Corporation X is a calendar-year taxpayer. On its Federal income tax return for 1967 (the latest taxable year for which X, prior to August 1, 1969, filed a return) X used a straight line method of depreciation with respect to certain public utility property placed in service before 1965 and used the declining balance method of depreciation using 200 percent of the straight line rate (double declining balance) with respect to the same kind of public utility property placed in service after 1964. In 1968 and 1970, X placed in service additional public utility property of the same kind. The applicable 1968 method with respect to the above described public utility property is shown in the following chart:

Property held in 1970Placed in serviceMethod on 1967 returnApplicable 1968 method
Group 1Before 1965Straight lineStraight line.
Group 2After 1964 and before 1968Double declining balanceDouble declining balance.
Group 3After 1967 and before 1969 Do.
Group 4After 1968 Do.
Example 2.

Corporation Y is a calendar-year taxpayer engaged exclusively in the trade or business of the furnishing of electrical energy. In 1954, Y placed in service hydroelectric generators and for all purposes Y has taken straight line depreciation with respect to such generators. In 1960, Y placed in service fossil fuel generators and for all purposes since 1960 has used the declining balance method of depreciation using a rate of 150 percent of the straight line rate (computed without reduction for salvage) with respect to such generators. After 1960 and before 1970 Y did not place in service any generators. In 1970, Y placed in service additional hydroelectric generators. The applicable 1968 method with respect to the hydroelectric generators placed in service in 1970 would be the straight line method because it was the method used by Y on its return for the latest taxable year for which Y filed a return before August 1, 1969, with respect to property of the same kind (i.e., hydroelectric generators) most recently placed in service.

Example 3.

Assume the same facts as in example (2), except that the generators placed in service in 1970 were nuclear generators. The applicable 1968 method with respect to such generators is the declining balance method using a rate of 150 percent of the straight line rate because, with respect to property of the most similar kind (fossil fuel generators) most recently placed in service, Y used such declining balance method on its return for the latest taxable year for which it filed a return before August 1, 1969.

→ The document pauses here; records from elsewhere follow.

PR #885, opened 2015-11-06
Fix metrics httpasyncclient timing master

juretta:
This PR fixes a problem with the httpasyncclient metrics integration. 

The previous approach did not actually time the request execution but the time to return the `Future` of the response. This was discovered when introducing latency in our code that wasn't reflected at all in the metrics we gathered from the async client library.

Changes:
- The first commit is the minimal change, it does slightly tweak the existing test (using Mockito annotations) as part of introducing another test suite for the timing tests.
- The second commit replaces the `AssertionError` that is being thrown with a `RuntimeException` (this code should not throw an `Error`).
- The last commit refactors and enhances the tests to use a local server instead of making requests to `example.com`.

Happy to change the scope of this PR. Also happy to backport this change to the 3.1 branch if desired.

### DIFF
--- a/metrics-httpasyncclient/src/main/java/io/dropwizard/metrics/httpasyncclient/InstrumentedNHttpClientBuilder.java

(f) Subsection (l) method. Under section 167(l)(3)(F), the term “subsection (l) method” means a reasonable and consistently applied ratable method of computing depreciation which is allowable under section 167(a), such as, for example, the straight line method or a unit of production method or machine-hour method. The term “subsection (l) method” does not include any declining balance method (regardless of the uniform rate applied), sum of the years-digits method, or method of depreciation which is allowable solely by reason of section 167(b)(4) or (j)(1)(C).

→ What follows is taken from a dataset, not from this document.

PR #891, opened 2015-11-25
Modify Timer.Context for Extensibility

vjkoskela:
Change Timer.Context constructor to protected from private so that the class may be extended.

### DIFF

(g) July 1969 regulated accounting period—(1) In general. Under section 167(l)(3)(I), the term “July 1969 regulated accounting period” means the taxpayer's latest accounting period ending before August 1, 1969, for which the taxpayer regularly computed, before January 1, 1970, its tax expense for purposes of reflecting operating results in its regulated books of account. The computation by the taxpayer of such tax expense may be established by reference to the following:

(i) The most recent periodic report of a period ending before August 1, 1969, required by a regulatory body described in section 167(l)(3)(A) having jurisdiction over the taxpayer's regulated books of account which was filed with such body before January 1, 1970 (whether or not such body has jurisdiction over rates).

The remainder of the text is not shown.